Короткий вопль, сверкающие зубы, не убираемые за верхней губой, кучерявый, с ореолом бакенбардов – смеющийся озорник Радек!
Ну-кось, ну-кось, давайте вместе составлять. Такие же твёрдые условия надо подготовить и для Ромберга.
– Вы – им – условия?
– Да. А что?
– Восхитительно!
Такая затея – как раз по Радеку. Он – и советует, он – и шутит, у него и находки и мысли предусмотрительные.
Только вот курить в этой комнате запрещено, сухую трубку сосёт. И… Э-э…
– Владимир Ильич! А как же будет со мной? Неужели вы меня способны не взять?
– Да почему ж не взять?
– Да ведь если мы пишем – «русские эмигранты», а я – австрийский подданный?
Ах ты, чёрт, австрийский подданный! Ах, чёрт! Привыкли как к своему, только для виду считается – польская партия. Но как же можно Радека не взять? Радека – и не взять!
У Радека выход готов: если будет Платтен с Ромбергом заключать письменный договор (а не будет письменный, так устно ещё легче попутать) – пропустить слово «русские», написать – «политэмигранты», а – о каких же ещё речь? Не додумаются немцы, подмахнут.
Вообще, в такой архиответственный момент, в таком наисерьёзнейшем деле недопустима игра, и германская Ставка – не из тех партнёров, с которыми шутят. Но для Радека – незаменимого, ни с кем не сравнимого, фонтана изобретений, острого, едкого, нахального Радека – пожалуй и попробовать?
– Но – согласится ли Платтен вести эти переговоры? И сам – ехать с нами?
– А больше – некому. Значит, согласится.
– А если – Мюнценберг? Потвёрже.
– Вилли? Да ведь он считается немецкий дезертир. Как же ему – с послом? И как через Германию?
– Всё-таки… – постукивал Радек черенком между зубами, – всё-таки Платтен – партийный секретарь, а какая-то поездка с эмигрантами? А тут начнёт мучиться, не будет ли вреда его Швейцарии?..
– А что – Швейцарии? Ей только лучше.
Нет, Ленин тут не сомневался. Перед Гриммом Платтен заминался, да, отступал, но в главном – пойдёт, раз увидит аргументы. Он – человек рабочий, пролетарская кость. О переговорах же с Парвусом он не знает и никогда не узнает.
А Радеку о Парвусе хоть рассказывай, не рассказывай, – всё понимает сам.

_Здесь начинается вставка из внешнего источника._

PR #36, opened 2026-09-02
fix: preserve configured names for Weave RAI scorers

### LINKED ISSUE #32: make_weave_rai_scorer names wrappers by class, so two instances of one scorer collide

YusefSyed:
Closes #32.

## Summary

- name each Weave wrapper from the configured RAI scorer name
- retain the scorer class name as a fallback
- prove that two differently named instances of one scorer class keep distinct result and summary keys

## Verification

- the real Weave evaluation collapsed both instances to one class-name key before the fix
- with the Weave extra: 19 passed
- without the Weave extra: 18 passed, 1 skipped
- focused Ruff and format checks passed
- REUSE lint passed
- `git diff --check` passed

AI assistance was used to implement and test this contribution.

### DIFF
--- a/integrations/weave_integration/scorers.py
+++ b/integrations/weave_integration/scorers.py
@@ -92,12 +92,12 @@ class WeaveRAIScorer(weave.Scorer):
     _rai_scorer: BaseScorer | None = None
 
     def __init__(self, rai_scorer: BaseScorer, **kwargs: Any) -> None:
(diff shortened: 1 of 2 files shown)


YusefSyed:
I missed that #33 and #34 were already linked before I claimed #32. They cover the same configured-name fix, so I am closing this duplicate to keep the review queue clean. This branch's real offline Weave regression remains available if it is useful to the maintainers.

Радек даже неприлично преклонён перед Парвусом: в бернских кабачках, по интернациональному долгу как бы ни обязан был его поносить – за отчаянный шаг к шовинистам, за богатство, за тёмные сделки, за нечестность, за дамские истории, – а сам со ртом разинутым, с набившейся пеной в углу губ, видно: ах и молодец! ах мне бы так!..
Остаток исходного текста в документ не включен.